そうした全体的な姿を見て、さらにその全身から発せられる強い神気を合わせると、考えられる存在は一つしかなかった。
「東洋龍。善性の方の龍だね」
満景が予想した正体について、班員の面々も同意する頷きを返す。
そして鬼瓦先生も、予想に同意する。
「あの龍は、入居者がいなかった貸し部屋に住みついてしまったらしくてな。このタワマンの管理者が困って、連絡をしてきたんだ。どうにか追い出してはくれないかってな」
鬼瓦先生の説明に、手水舎が異を唱える。
「本気で言っているのですか。龍が住みついた家など、どれほど権力者が求めても手に入れられないものですよ。悪龍ならまだしも、善なる龍を不信神に追い出すことを求めるだなんて」
その手水舎の言葉を聞いて、満景はおずおずと挙手して質問する。
「不勉強で申し訳ないけど。どうして龍が家に住みつくのを良しとしているんだい? 部屋一つ占拠されてるんだから、実害は出ていると思うけど?」
「……はぁ~。分かっておりませんね。善なる龍という存在は、近くにいるだけで、周囲に幸運を振りまいてくださる益神なのです。龍が住む家を所持するということは、龍が離れるまで家の繁栄が約束されたも同然。逆に龍を追い出すということは、幸運も手放すということになるのです」
なるほどと満景や他の班員が納得する素振りをする中、鬼瓦先生だけが意見を別にしていた。

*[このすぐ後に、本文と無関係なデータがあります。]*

PR #168, opened 2017-01-29
Features/transport enum

herecydev:
Allows the transports to be strongly typed, any other value will fail at compile-time:

image


moozzyk:
I was actually planning to move away from specifying transport as enums/strings/etc. In general users should be able to provide their own transports in which case the current API won't work. The idea is that instead of passing strings/enums the connection will take an object implementing the `ITransport` interface. The argument will be optional and if not passed WebSocketTransport would be used.

herecydev:
Sure that's fine, I guess they have to instantiate the httpClient also then? Is that intuitive?

moozzyk:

「手水舎が語った内容は、龍の一面でしかない。そして何事も、用法用量を守ってこそってのを忘れているな」
「……わたくしの説明のどこが問題だったのでしょう?」
手水舎が腹を立てた様子で窺うと、鬼瓦先生が更なる説明をしてくれた。
「善の龍が周囲に与えるのは、幸運ではなく龍気だ。いま俺たちが感じているビリビリとした感覚が、その龍気だ。そして龍気を浴びた者は、体調が良くなり、感覚が研ぎ澄まされ、軽い超人化を引き起こす。超人化を果たすと、人は人生で訪れたチャンスを簡単に掴めるようになる。これが、龍がいると幸運になるというメカニズムの正体だ」
龍気によって軽いチート状態になっているから、人生が楽勝になる。そして龍気を浴びて超人化している自覚がない場合だと、単純に運がいいと感じるまでに留まるということらしい。
(原因や正体がなんであれ、人生が楽勝に暮らせているのなら、理由はなんでもいいんじゃ?)
満景はそう思ってしまったが、鬼瓦先生に言わせてもらうと違うらしい。
「龍気なんて、龍に関する専門的な知識を持つ霊能者以外じゃ長く浴びちゃいけない、劇物のようなものだ。超人化も、強い薬で身体能力を無理やり上げているような状態だから、個々人の許容量を超えると、その途端に無理がでてくる」
鬼瓦先生は、何かを思い出すように視線を上向かせる。
「ある者は物事を予想する能力が強化され、先物取引やギャンブルで大金を得ることができた。それでも龍気を浴び続けた結果、ありとあらゆる未来の予想が勝手に頭に浮かぶようになり、現実に起こっていることなのか未来のビジョンなのかが分からなくなって廃人になった。ある者は五感が鋭敏になり、狩りで多くの獲物を得られるようになった。しかし超人化で全ての体神経に負担がかかり続けた結果、焼き切れて使い物にならなくなり、見えも聞きも感じもできない無限の暗闇の住民になった」
それ以外にもと、道行く人の全てが勝手に見えるようになった占い師や、人の動きを敏感に捉えすぎるようになったことで怯え暮らすようになった武将の話をしてくれた。
「要するに龍気は、少量を短時間なら益が大きいが、大量かつ長時間となると人の身を壊す害となるわけだな。そして、この龍の気による住民への影響は、益より害の方が大きくなりつつある。だからタワマンのオーナーが、龍を追い出してくれと言ってきたって話に繋がるわけだ」
事情を知った後で、満景は単純な疑問を鬼瓦先生に投げかけた。
「話はわかりましたけど、龍を追い出すことなんて出来るんですか?」
逸話に語られるだけでも、龍の扱いは慎重にするべきだと分かる。
日本にある逸話で龍を怒らせると、川が氾濫したり、山が崩落したりと、災害に結びつく結果が多い
満景が、もしマンションの部屋でとぐろを巻いている龍を怒らせでもしたら、このタワマンが崩落する可能性が高い。
少なくとも満景は、龍を怒らせずに住処から追い出す術を、師匠たちから教わっていないので知らなかった。